El jueves tuvieron varias visitas. Primero, tres hombres de Ulior Skol estuvieron acechándoles por la mañana desde lo alto del acantilado. Finalmente, se atrevieron a bajar e interrogaron a Ioren durante un rato. Tras explicarles varias veces que estaban levantando un navío, asegurarles que era él el propietario y permitirles que se pasearan entre los trabajadores, los tres hombres se marcharon. El Rojo estuvo el resto del día con un ánimo taciturno y severo, y por la tarde apareció Kraakha, envuelta en su chal. Se situó a su lado y se mantuvo en silencio por un rato. Al final, habló.

—Tus hombres llevan dos semanas sin trabajar en mi tierra – murmuró, mirando al suelo.

Ioren apretó los dientes. Tenía los brazos cruzados sobre el pecho y se había retirado a un lado mientras Vasel dirigía las operaciones.

—Como ves, estamos levantando un barco – indicó con sequedad.

Kraakha levantó el rostro y le miró de reojo con aire dolido.

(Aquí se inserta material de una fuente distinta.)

PR #5337, opened 2018-11-03
Allow enode in peerset

### LINKED ISSUE #5335: One cannot supply multiple peer URLs to Aleth via peerset argument
If one supplies multiple (space delimited) peer URLs to Aleth via the `--peerset` argument, all but the first are silently dropped. The peerset argument parsing happens here: https://github.com/ethereum/aleth/blob/37ead28874c5adb380d4c60eadff161ca9736ece/aleth/main.cpp#L454-L510

halfalicious:
Fix #5335 and #5197 

This is a continuation of #5235:
* Update the Aleth URL parsing code so that the URL format outlined here is supported: https://github.com/ethereum/wiki/wiki/enode-url-format
* Fix a bug where if one supplies multiple peer URLs to Aleth via the command line "--peerset" argument, all but the first one are silently dropped


halfalicious:
The change history got messed up so closing this PR, will track review in new PR #5338

PR #5338, opened 2018-11-03
Update required node URL format

### LINKED ISSUE #5335: One cannot supply multiple peer URLs to Aleth via peerset argument

halfalicious:
Fix #5335 and #5197 

This is a continuation of #5235:
* Update the Aleth URL parsing code so that the URL format outlined here is supported: https://github.com/ethereum/wiki/wiki/enode-url-format
* Fix a bug where if one supplies multiple peer URLs to Aleth via the command line "--peerset" argument, all but the first one are silently dropped


libp2p/Common.cpp
```diff
@@ -19,6 +19,7 @@
  * @date 2014
  */
 
+#include <regex>
```
gumb0: Please apply clang-format to your changes, it should put this below other includes

libp2p/Common.cpp
```diff
@@ -212,18 +214,23 @@ std::string NodeSpec::enode() const
...
-        ret += ":" + toString(m_udpPort);
-
+    }
+   
     if (m_id)
         return "enode://" + m_id.hex() + "@" + ret;
     return ret;
 }
 
+bool NodeSpec::isInitialized() const
```
gumb0: Maybe `isValid` ?

libp2p/Common.cpp
```diff
@@ -180,25 +181,26 @@ Node::Node(NodeSpec const& _s, PeerType _p):
...
-        m_address = m_address.substr(0, colon);
-        size_t p2 = ports.find_first_of(".");
-        if (p2 != string::npos)
+        m_id = p2p::NodeID(match.str(2));
+        m_address = match.str(3);
+        if (match[5].matched)
         {
-            m_udpPort = stoi(ports.substr(p2 + 1));
-            m_tcpPort = stoi(ports.substr(0, p2));
+            m_udpPort = m_tcpPort = stoi(match.str(5).substr(1));
```
gumb0: I guess with another set of parenthesis in regex you could get rid of `substr` call here

aleth/main.cpp
```diff
@@ -451,63 +452,43 @@ int main(int argc, char** argv)
...
     if (vm.count("peer-stretch"))
         peerStretch = vm["peer-stretch"].as<int>();
+
     if (vm.count("peerset"))
     {
-        string peerset = vm["peerset"].as<string>();
-        if (peerset.empty())
+        string peersetStr = vm["peerset"].as<string>();
+        vector<string> peersetList;
+        boost::split(peersetList, peersetStr, boost::is_any_of(","));
```
gumb0: I think should be no need for `is_any_of`

gumb0: Actually, couldn't we instead use regex itself to get an array of matches in the `peersetStr`?

libp2p/Common.cpp
halfalicious: Thanks for the tip, I tend to not do that since it causes a lot of churn in some files (e.g. libethereum\Blockchain.cpp) but I'll do so in this case.

halfalicious: > Thanks for the tip, I tend to not do that since it causes a lot of churn in some files (e.g. libethereum\Blockchain.cpp) but I'll do so in this case.

Actually, it causes a lot of churn in this file as well...I'll manually move the #include.

libp2p/Common.cpp
halfalicious: I purposely used substr here since the regex was getting a bit unwieldy with all of the parentheses in the ports section...I'd like to leave this as-is unless you feel strongly about removing the substr.

aleth/main.cpp
halfalicious: > I think should be no need for `is_any_of`
split needs a predicate to determine if the current char is a delimiter...what did you have in mind instead of is_any_of?

> Actually, couldn't we instead use regex itself to get an array of matches in the `peersetStr`?
We could, but I think that's a bit overkill and would be more cumbersome since we'll need to use regex capture groups and iterate over the groups. I'd prefer to leave this code as-is.

gumb0: It was a guess about `is_any_of`, I thought maybe you can pass just a character delimiter to it, but looks like maybe you can't, sorry

libp2p/Common.cpp
halfalicious: > You should appply it only to your changes not

Thanks, I'll take another look at that.

PR #491, opened 2019-01-08
Add typhon support

jamesallison:

I have:


handler/graphql.go
```diff
@@ -12,6 +12,8 @@ import (
 	"github.com/99designs/gqlgen/graphql"
 	"github.com/gorilla/websocket"
 	"github.com/hashicorp/golang-lru"
+	"github.com/monzo/terrors"
+	"github.com/monzo/typhon"
```
vektah: Rather than support all transports forever we should work how to make handler open for extension.

The way this is setup currently, everyone using gqlgen would need to fetch monzo/typoon.

PR #492, opened 2019-01-09
Unified merge pass

vektah:
This refactor removes all the bootstrapping logic and moves it into the root `gqlgen` package, removing the main entirely, see https://github.com/99designs/gqlgen/issues/415 for more info.

This public interface now looks like this:
```go
func Generate(cfg *config.Config) error {}
func GenerateResolver(schema *unified.Schema) error  {}
func GenerateServer(filename string, cfg *config.Config) error {}
```
Much cleaner interface to expose, and pretty similar to what @MichaelMure proposed in https://github.com/99designs/gqlgen/issues/415#issuecomment-449756685.

I've also extracted the builder into its own object, to try to clean up the boundary between the methods the templates have access to and the merge process. 

Only generated code changes were ordering.


MichaelMure:
Awesome !

> Inside the unified package (Naming is hard, give me a cache to invalidate!)

A good tip for naming packages in go is to not consider what code is inside, but how it will be used. That is, the name of the package should be a good namespace for the types/functions exposed. Here, maybe it should simply be `gqlgen.Generate(cfg *config.Config)` ?

vektah:
> A good tip for naming packages in go is to not consider what code is inside, but how it will be used. That is, the name of the package should be a good namespace for the types/functions exposed. Here, maybe it should simply be gqlgen.Generate(cfg *config.Config) ?

We did recently (0.7?) deprecate using `main.go`, maybe we can reclaim the root package?

PR #493, opened 2019-01-09
Return string

jamesallison:

I have:


cmd/init.go
```diff
@@ -7,7 +7,7 @@ import (
 	"os"
 	"strings"
 
-	"github.com/99designs/gqlgen/codegen"
+	"github.com/monzo/gqlgen/codegen"
```
vektah: Most vendoring tools will let you rewrite the repo without having to change the imports, for dep it you would add this to your `Gopkg.toml` of your app using gqlgen:

```toml
[[constraint]]
  branch = "master"
  name = "github.com/99designs/gqlgen"
  source = "https://github.com/monzo/gqlgen"
```

handler/graphql.go
```diff
@@ -279,6 +281,102 @@ func GraphQL(exec graphql.ExecutableSchema, options ...Option) http.HandlerFunc
 	return handler.ServeHTTP
 }
 
+func TyphonHandlerFromGraphQL(exec graphql.ExecutableSchema, options ...Option) typhon.Service {
```
vektah: Rather than support all transports forever we should work how to make handler open for extension.

The way this is setup currently, everyone using gqlgen would need to fetch `monzo/typoon`.

PR #497, opened 2019-01-14
Small fixes

azavorotnii:
No particular issue, just small things that I found in code.

### DIFF
--- a/codegen/testserver/generated_test.go
+++ b/codegen/testserver/generated_test.go
@@ -125,6 +125,7 @@ func TestGeneratedServer(t *testing.T) {
 
 	t.Run("subscriptions", func(t *testing.T) {
 		t.Run("wont leak goroutines", func(t *testing.T) {
+			runtime.GC() // ensure no go-routines left from preceding tests
 			initialGoroutineCount := runtime.NumGoroutine()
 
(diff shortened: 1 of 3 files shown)


azavorotnii:
Strange failure:
```
    --- FAIL: TestGeneratedServer/subscriptions (2.01s)
        --- FAIL: TestGeneratedServer/subscriptions/wont_leak_goroutines (2.01s)
	Error Trace:	generated_test.go:151
	Error:      	Not equal: 
	            	expected: 9
	            	actual  : 8
	Test:       	TestGeneratedServer/subscriptions/wont_leak_goroutines
```
So at the end one less goroutine active than was at the beginning of test. Should there be settlement loop at the beginning of test as well? It just looks one extra goroutine was active at the beginning of test.

vektah:
Thanks for the PR. 

Please make sure any future work is based on the `next` branch, there are some large refactors that would make rebasing between the two pretty hard.

vektah:
You can track the 0.8 progress on the [board](https://github.com/99designs/gqlgen/projects/1). The refactor card is much much larger than the features we are adding, so probably the next week or two.

Non breaking bug fixes could probably go straight to master for a quick 0.7.2, but right now, with such a large refactor it would basically need to be written twice.

PR #498, opened 2019-01-15
add `content-type: text/html` header to playground handler

vilterp:
This ensures that the browser doesn't think it should download the page
instead of rendering it, if the handler goes through a gzipping
middleware such as https://github.com/phyber/negroni-gzip.

I have:

(Sorry, not quite sure where relevant docs or tests are)

### DIFF
--- a/handler/playground.go
+++ b/handler/playground.go
@@ -42,6 +42,7 @@ var page = template.Must(template.New("graphiql").Parse(`<!DOCTYPE html>
 
 func Playground(title string, endpoint string) http.HandlerFunc {
 	return func(w http.ResponseWriter, r *http.Request) {
+		w.Header().Add("Content-Type", "text/html")
 		err := page.Execute(w, map[string]string{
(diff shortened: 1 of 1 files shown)


azavorotnii:
Please rebase on top of "next" branch.

vektah:
I think your gzip middleware is misbehaving.

`net/http` will sniff the content type by calling [DetectContentType](https://golang.org/src/net/http/sniff.go?s=646:688#L11), if your middleware isn't doing that lots of things would be broken. Maybe internally negroni does something, but this sniffing is part of the normal http contract for net/http.

vilterp:
Hm, it seems to call that: https://github.com/phyber/negroni-gzip/blob/master/gzip/gzip.go#L71 But it doesn't come out as `text/html`. Not sure where it's getting messed up. Will come up with a minimal repro when I have a minute.

vilterp:
Thanks!

PR #502, opened 2019-01-21
Model plugin

vektah:
This changes model generation to be nearly entirely independent of codegen, it only shares the config and some utils for binding to the go program.

Was going to do this much later, but pulling model generation out of codegen entirely lets us add a new constraint to the binding phase: All types have backing go implementations. This should allow us to delete a whole step (Named Type collection), removing a whole lot of indirection. Will probably roll this change into allowing multiple types as its going to be a pretty large change to the type system.

Plugin interfaces still very experimental.


gedw99:
@vektah Wow this is a huge change but going to make things much simpler !

Issue #506, opened 2019-01-23
Input types: cant use methods for setters


danilobuerger:
### Expected Behaviour

As per https://gqlgen.com/reference/resolvers/ for types to bind to a method, I want to have the same ability for inputs.

### Actual Behavior

gqlgen errors out.

### Minimal graphql.schema and models to reproduce

It should be possible to define 

```
type SomeInput struct {
	ID string `json:"id"`
}

func (i *SomeInput) SomeField(v string) {
}
```

to be able to set `SomeField: String!` through a method.

On a side note: This is one potential solution to #505 because we then know if the field has been specified or not.

danilobuerger:
@mathewbyrne @vektah I would like to create a PR for this but I am stuck.

In `codegen/util.go` I have extended `bindObject` to also bind to setter methods and set the related fields on `Field` like `bindMethod` does for getters.

Now I wonder how to actually generate this. In `codegen/type.go` the unmarshaling is generated but this is bound to `Type` not `Field` so I don't have access to the previous set information on the setter. How should I proceed here?
* Extend `Type`?
* Overwrite `Unmarshal` in `Field`?
* Something else?

vektah:
Make sure you are starting from the `next` branch, there have been a lot of changes https://github.com/99designs/gqlgen/compare/next

The next thing on my list is to see if TypeReference (formerly Type) can be folded back directly into field, might be better to wait?

danilobuerger:
Sure, can you please ping me when its done so I can start working on this?

danilobuerger:
@vektah any news? I would really like to start with this...

mathewbyrne:
The `next` branch is still in flux, and will be merging into master with the 0.8 release. No specific timeframe but we're thinking the next week or two.

vektah:
@danilobuerger the large refactor ( #534 ) has landed, make sure you base off next.

steebchen:
The stale bot is very dangerous here, as it seems the issue is resolved while in reality it's still open...

jszwedko:
Agreed, I would very much like to see this issue solved as a solution for #505. Is it possible to reopen this @vektah ?

moxar:
Is there any news regarding this feature ? It labeld for v0.10, but it seems that it is not implemented in v0.10 nor v0.11 @vektah

PR #509, opened 2019-01-24
Do not try to bind method on input object

danilobuerger:
Related to #506, it shouldn't be possible to bind a getter method to an input object.


vektah:
We aren't accepting codegen changes against master, all feature work should be on `next`.

PR #514, opened 2019-01-26
Add support for go modules

### LINKED ISSUE #226: Go Modules
This morning I tried to convert our project to use go modules instead of dep. 
I found that gqlgen makes this currently impossible, hence I take this opportunity to document my findings here.

The first minor annoyance is the tags in gqlgen are not recognized as version tags for go modules. This can be easily fixed by adding new version tags or renaming the existing ons ("0.3.0" -> "v0.3.0").

Using the gqlgen code generator outside the GOPATH in a module is currently not working. This is because gqlgen uses go/build to retrieve package information. go/build is currently not go modules aware.
There is an issue https://github.com/golang/go/issues/26504 and a CL https://go-review.googlesource.com/c/go/+/125296 trying to fix this. It is also mentioned that ideally users should use https://godoc.org/golang.org/x/tools/go/packages instead, which however  is not finalized and depends on go1.11.

So where does this leave us. I would recommend to switch the version tags to the go module format rather sooner than later. If something depends on the current format, tagging with both is an option.

For the second problem I think we should just wait for the go/build fix and see if it works for us. Switching to go/packages seems to restricting in my point of view.

vektah:
Recent refactors have made this pretty easy. 

Replaces all references to `go/build` and `golang.org/x/tools/go/loader` with `golang.org/x/tools/go/packages` to get module support.

Looks like this will speed up generation by ~2x.

Closes #226


Genert:
Amazing!

PR #522, opened 2019-02-02
Shows: adjustments to submodule use

### LINKED ISSUE #521: model from submodule is not resolved during codegen
### Expected Behaviour
`go generate` via script would run after conversion to go modules
### Actual Behavior
I'm getting `modelgen: unable to find type` with type referencing `gqlgen.yaml` directive to look for one of the types in a submodule.

Here's the project structure:
```
gqlgen.yaml
scripts/ — (gqlgen script is here)
src/ — (root module, the project)
    gqlgen/  — (module)
        models.go — (model)
        graphql.go — (exec)
    pkg/
        transport/ — (submodule)
            graphql.go — (resolver with go generate)
        endpoint/ — (submodule)
            sometype.go — (referenced type is here)
        ...  
```
so `gqlgen.yaml` is something along the lines of:
```yaml
schema: src/gqlgen/schema.graphql
exec:
  filename: src/gqlgen/graphql.go
model:
  filename: src/gqlgen/models.go
struct_tag: json
models:
  SomeType:
    model: domain.com/projectname/pkg/endpoint.SomeType
resolver:
  filename: src/pkg/transport/graphql.go
  type: Resolver

```
while `go.mod` in `domain.com/project/gqlgen` module will have to say:
```go
require (
	domain.com/projectname/pkg/endpoint v0.0.0
	// and dependencies of the endpoint module
)

replace (
	domain.com/projectname/pkg/endpoint => ../pkg/endpoint
	// and dependencies of the endpoint module
)
```

The local (there is no `https://` repo) `pkg` modules are specified explicitly via `require` & `replace` directives. `src` directory is not part of module names, but the project builds fine with old gqlgen code (`go build` finds everything just fine). `go generate` shows network `go get`'s, so I'm not sure if this is a gqlgen or go problem.

ermik:
This addresses failing execution due to `go mod` resolving old-style `/path/based` submodules to non-mod packages off `github.com`. Explicit linking (in some cases to the parent) and existence of `go.mod` files in subdirectories that can be seen in `import` statements tells the compiler to "color within the lines" i.e. stay in the fetched code. This is achieved with `require` and [`replace` directives](https://github.com/golang/go/wiki/Modules#when-should-i-use-the-replace-directive) across module paths.

I have:
 - N/A Added tests covering the bug / feature (see [testing](https://github.com/99designs/gqlgen/blob/master/TESTING.md))
 - N/A Updated any relevant documentation (see [docs](https://github.com/99designs/gqlgen/tree/master/docs/content))

This PR is first and foremost a working example, and may be closed rather than merged to allow maintainers to investigate the module system further as well as add tests that would **eliminate all `$GOPATH`-based `gqlgen`-related code`** as one of the measures that would enforce the encapsulated nature of module use.

Closes #521


ermik:
Re: CI:
```sh
Step 4/6 : COPY go.* /projects/gqlgen/
 ---> 97bbf03d95d2
Step 5/6 : RUN go mod download
 ---> Running in f63dea3ffd16
```
the download fails because only first-level `go.` files are added to the container. In our project we forfeited the precision of `dep` when used in Docker builds and instead copy everything (all buildable code) at once. That hooks all submodule directories and their `go.` module definitions.

cmd/go.mod
```diff
@@ -0,0 +1,26 @@
...
+	github.com/99designs/gqlgen/graphql/introspection => ../graphql/introspection
+	github.com/99designs/gqlgen/handler => ../handler
+	github.com/99designs/gqlgen/internal/code => ../internal/code
+	github.com/99designs/gqlgen/internal/imports => ../internal/imports
+	github.com/99designs/gqlgen/plugin => ../plugin
+	github.com/99designs/gqlgen/plugin/modelgen => ../plugin/modelgen
+)
+
+require (
+	github.com/99designs/gqlgen v0.4.5-0.20190203203210-e4679b668de0
```
vektah: This is whack

vektah:
I'm going to close this, I think you're environment is broken or has constraints that havnet been considered by the go modules team.

From https://github.com/golang/go/wiki/Modules#modules
> A module is a **collection of related Go packages** that are versioned together as a single unit.
>
> Modules record precise dependency requirements and create reproducible builds.
> 
> Most often, a version control repository contains exactly one module defined in the repository root. (Multiple modules are supported in a single repository, but typically that would result in more work on an on-going basis than a single module per repository).

This is inline with my understanding of modules, you should only need one in the root of the repo.

Here is my test process, using docker for a clean working environment:
```bash
docker run -it golang:1.11.5 bash
mkdir /testproject
cd /testproject
go mod init example.com/project
cat > gqlgen.go <<EOL
// +build ignore

package main

import "github.com/99designs/gqlgen/cmd"

func main() {
    cmd.Execute()
}
EOL

# grab the next version for modules support
go get github.com/99designs/gqlgen@next

# everything generates ok
go run gqlgen.go init

# everything runs ok
go run server/server.go

# only one gqlgen has been installed
find / -iname 'introspection'
# /go/pkg/mod/github.com/99designs/gqlgen@v0.4.5-0.20190127090136-055fb4bc9a6a/codegen/testserver/introspection
# /go/pkg/mod/github.com/99designs/gqlgen@v0.4.5-0.20190127090136-055fb4bc9a6a/graphql/introspection
```

PR #524, opened 2019-02-03
Include OperationDefinition in RequestContext

enjoylife:
A motivating example is where you have a query doc with multiple definitions and you wish to know which one is executed.

E.g. Given the following query doc, which is common when using graphiql or another explorer:
```
query apiOp {
  # ...
}

query apiOpTwo {
 # ...
}
```
And the request is executed with:

```
{"query":"...", operationName":"apiOpTwo"}
```
You want to log the operation name in logs tracing, etc.  But without the specific operation definition parsed from the request you don't know which one.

—No estoy ciega, señor. Pero necesito ayuda arriba. No es fácil alimentaros a todos, y menos aún si no tengo a nadie con quien contar.

Ioren se mordió la lengua. Hubiera querido espetarle que no necesitaban otra cosa más que un techo bajo el que guarecerse, que no les alimentara y les dejara trabajar en paz. Pero era Kraakha, y no podía hablarle así. No tenía derecho. "Un poco tarde para pensar en sus derechos y los míos", se dijo. Se tomó unos segundos antes de asentir.

—No te causaremos más problemas – respondió. – Sólo aguántanos dos días más, con suerte sólo uno. Nos iremos a Dunstrag.

—No tenéis por qué iros a Dunstrag – repuso ella de inmediato, casi con precipitación – No eres ningún mendigo, señor, no tienes necesidad de suplicarle favores y alojamiento a nadie. Mi casa es tuya por derecho, igual que todo lo que hay en ella. Sólo te pido un poco de ayuda por parte de tus hombres para poder alimentaros.

Ioren suspiró, reflexionando. Con Kraakha todo era demasiado espinoso y complicado. Tenía razón, la granja era suya por derecho, en tanto en cuanto para ella, él era su hombre y esposo. No importaba que no hubiera ceremonia de por medio, ella siempre se había comportado así, desde la primera vez que la hizo suya. Por eso llevó a sus hombres allí. En un alarde de engreimiento, les llevó a "su casa", y ahora se daba cuenta de que podía ser un error. Estaba alimentando la obsesión de la Lectora de Runas.

Hubo un tiempo en que las cosas eran muy distintas. Kraakha era una mujer hermosa y fascinante, y Ioren la había amado. La había amado del único modo que había sido capaz: con el amor imperativo y egoísta, dominante y posesivo de los que están en la cumbre, toman lo que quieren y lo desafían todo. Y sabía que Kraakha le había amado también, con la pasión y la entrega admirada de quien ama a un astro resplandeciente. Ella había visto en él a un hombre valiente y capaz de todo, que se atrevía incluso a desafiar las prohibiciones más ancestrales, sin importarle la ira de los dioses. Y Kraakha, embriagada con esa exhibición de poder, había albergado la esperanza de que el desafío de Ioren a todo lo establecido llegara hasta el punto de tomarla oficialmente como esposa.

No fue así. Él nunca había albergado esa intención, lo cual llevó a la mujer a la desesperación. Ahora, aunque Ioren no fuera ya el thane, ella seguía tratándole con la mezcla de odio, sumisión y esperanza que había mantenido desde que empezó a ocurrir lo de los niños. Ioren no entendía por qué ella seguía atrapada en esa tela de araña, pero su sumisión y lealtad, a pesar del odio, llegaban a conmoverle.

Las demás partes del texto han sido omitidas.